Following a handful of mostly weather-related delays that pushed New Shepard’s 23rd launch about two weeks past its original August 31st target, the single-stage vehicle lifted off from Blue Origin’s Van Horn, Texas launch site around 10:25 am CDT (14:25 UTC) on September 12th. Measuring about 15 meters (49 ft) tall, 3.7 meters (12.1 ft) wide, and capable of producing about 50 tons (~110,000 lbf) of thrust with its lone BE-3 engine at full throttle, New Shepard only made it about halfway through its nominal powered ascent before catastrophe struck.
The first signs of trouble appeared about 62 seconds after liftoff in the form of flickers and flashes in New Shepard’s exhaust, which is normally almost transparent. Less than two seconds after the first seemingly harmless flash, flames unintentionally burst from New Shepard’s engine section and quickly surrounded its BE-3PM engine.
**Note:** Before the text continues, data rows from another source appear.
PR #41244, opened 2026-02-17
fix(libyear): skip disabled dependencies

YashSaini15:
## Changes

This PR updates libyear calculation to skip disabled dependencies (`enabled: false`) entirely.

Following discussion, it was confirmed that disabled dependencies should not have updates available and therefore should not contribute to LibYears calculations or related logging.

This change skips them at the start of the loop and updates the tests accordingly.

## Context

## AI assistance disclosure

Details:
AI assistance was used to help analyse the existing codebase, identify the correct location for the fix, and draft the initial implementation and unit test structure. All code was reviewed, adapted, and validated locally.

The public repository: N/A (unit tests added and full test suite run locally)

### DIFF
--- a/lib/workers/repository/process/libyear.spec.ts
+++ b/lib/workers/repository/process/libyear.spec.ts
@@ -197,13 +197,13 @@ describe('workers/repository/process/libyear', () => {
         {
           libYears: {
             managers: {
-              npm: 2,
+              npm: 1,
             },
-            total: 2,
+            total: 1,
           },
           dependencyStatus: {
-            outdated: 2,
-            total: 2,
+            outdated: 1,
+            total: 1,
           },
         },
         'Repository libYears',
@@ -211,13 +211,13 @@ describe('workers/repository/process/libyear', () => {
       expect(addLibYears).toHaveBeenCalledExactlyOnceWith(config, {
         libYears: {
           managers: {
-            npm: 2,
+            npm: 1,
           },
-          total: 2,
+          total: 1,
         },
         dependencyStatus: {
-          outdated: 2,
-          total: 2,
+          outdated: 1,
+          total: 1,
         },
       });
     });
--- a/lib/workers/repository/process/libyear.spec.ts
+++ b/lib/workers/repository/process/libyear.spec.ts
@@ -301,7 +301,7 @@ describe('workers/repository/process/libyear', () => {
       );
     });
 
-    it('ignores disabled dependencies without currentVersionTimestamp', () => {
+    it('ignores disabled dependencies', () => {
       const packageFiles: Record<string, PackageFile[]> = {
         npm: [
           {
--- a/lib/workers/repository/process/libyear.spec.ts
+++ b/lib/workers/repository/process/libyear.spec.ts
@@ -300,5 +300,48 @@ describe('workers/repository/process/libyear', () => {
         'Repository libYears',
       );
     });
+
+    it('ignores disabled dependencies without currentVersionTimestamp', () => {
+      const packageFiles: Record<string, PackageFile[]> = {
+        npm: [
+          {
+            packageFile: 'package.json',
+            deps: [
+              {
+                depName: 'disabled-dep',
+                datasource: 'npm',
+                currentVersion: '1.0.0',
+                enabled: false,
+                updates: [
+                  {
+                    newVersion: '2.0.0',
+                  },
+                ],
+              },
+            ],
+          },
+        ],
+      };
+
+      calculateLibYears(config, packageFiles);
+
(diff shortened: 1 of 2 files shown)


viceice (dismissed):

jamietanna (changes requested):
This doesn't seem to close the issue it's mentioned it will?

jamietanna (commented):
I'm also not sure if this should be the case - I wonder if we should split this out into a separate metric, as it would be useful for folks to know that "these dependencies you said that you don't want updating are now 500 LibYears behind"

jamietanna:
I'll also need to confirm how (if at all) this affects how Mend presents these calculations in various places

YashSaini15:
> This doesn't seem to close the issue it's mentioned it will?

Thanks for checking.
The original issue references a docs-side timestamp check that no longer exists in the current codebase. After tracing the behavior in main, the same underlying problem still occurs during libyear processing: disabled dependencies (enabled: false) are logged as missing currentVersionTimestamp.

This PR addresses that behavior in lib/workers/repository/process/libyear.ts, which is where the timestamp check currently lives. Functionally, it resolves the same issue described in #40725, but in its updated location.

If you prefer, I’m happy to remove the “Closes #40725” linkage and treat this as a standalone fix instead.

viceice (commented):
LGTM for me 🤷‍♂️

jamietanna:
> The original issue references a docs-side timestamp check that no longer exists in the current codebase

Yeah that issue is for https://docs.renovatebot.com/key-concepts/minimum-release-age/#which-datasources-support-release-timestamps which isn't the same thing as here - removing the `Closes` would be appreciated!

I'll take another look at this next week, as I'm juggling a few things and so won't be able to confirm our internal usage of this and how this may affect it until now - thanks for your patience!

YashSaini15:
> > The original issue references a docs-side timestamp check that no longer exists in the current codebase
> 
> Yeah that issue is for https://docs.renovatebot.com/key-concepts/minimum-release-age/#which-datasources-support-release-timestamps which isn't the same thing as here - removing the `Closes` would be appreciated!
> 
> I'll take another look at this next week, as I'm juggling a few things and so won't be able to confirm our internal usage of this and how this may affect it until now - thanks for your patience!

Thanks for the clarification — makes sense.
I’ve removed the “Closes #40725” linkage and left this as a standalone fix.
Happy to wait while you confirm internal usage.

jamietanna:
Is the primary intent here to avoid the log line appearing, when the package is disabled?

jamietanna (changes requested):
If we're trying to avoid the log line, let's refactor this (once https://github.com/renovatebot/renovate/pull/41488 is merged) to only avoid the log line when disabled dependencies are called

YashSaini15:
> Is the primary intent here to avoid the log line appearing, when the package is disabled?

My original intent was to skip disabled dependencies entirely — both suppressing the “No currentVersionTimestamp” log and excluding them from libyear calculations — because `enabled: false` generally means “ignore this dependency.”

However, I’m happy to adjust this PR to only suppress the log message for disabled dependencies if that better fits the expected behavior.

Please let me know the preferred direction for this change.

jamietanna:
In discussion with @viceice I'm now more confident that it _shouldn't_ be possible for an `enabled: false` dependency to also have `updates` available, so we shouldn't be receiving any LibYears data from them

So I think continuing with the approach you had - of skipping the entire loop - is fine. Once you pull in from `main` you can update the test from https://github.com/renovatebot/renovate/pull/41488 to show that it'll no longer use that data

Please also make sure the PR description is updated :)

YashSaini15:
Rebased onto latest main and updated the test to reflect that disabled dependencies are skipped entirely. All tests passing locally.

jamietanna (changes requested):
Can you please update the test name (L144 in lib/workers/repository/process/libyear.spec.ts) ? As it's no longer true

lib/workers/repository/process/libyear.spec.ts
```diff
@@ -300,5 +300,48 @@ describe('workers/repository/process/libyear', () => {
         'Repository libYears',
       );
     });
+
+    it('ignores disabled dependencies without currentVersionTimestamp', () => {
```
jamietanna:
```suggestion
    it('ignores disabled dependencies', () => {
```

jamietanna (approved):
This _shouldn't_ break anything, as it _shouldn't_ be possible for `enabled: false` to have `updates`, but if we see any regressions, we'll revert this, and only apply the logic to the log line

viceice (approved):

Less than a second after that, the rocket’s aft and began shedding pieces and stopped producing thrust, triggering a solid rocket motor stored inside its deployable capsule.
About a second after the incident began, the capsule’s abort motor ignited and carried the suborbital spacecraft safely away from the failing New Shepard booster. The capsule ultimately coasted to an apogee of 11.4 kilometers (7.1 miles) – almost ten times lower than nominal – before descending back to Earth, deploying its parachute system, and safely touching down in the Texas desert scrub. Thankfully, NS-23 was only carrying experiments, and no humans were at risk. Had a crew of suborbital tourists been aboard, they would have likely been a little battered but otherwise completely unharmed.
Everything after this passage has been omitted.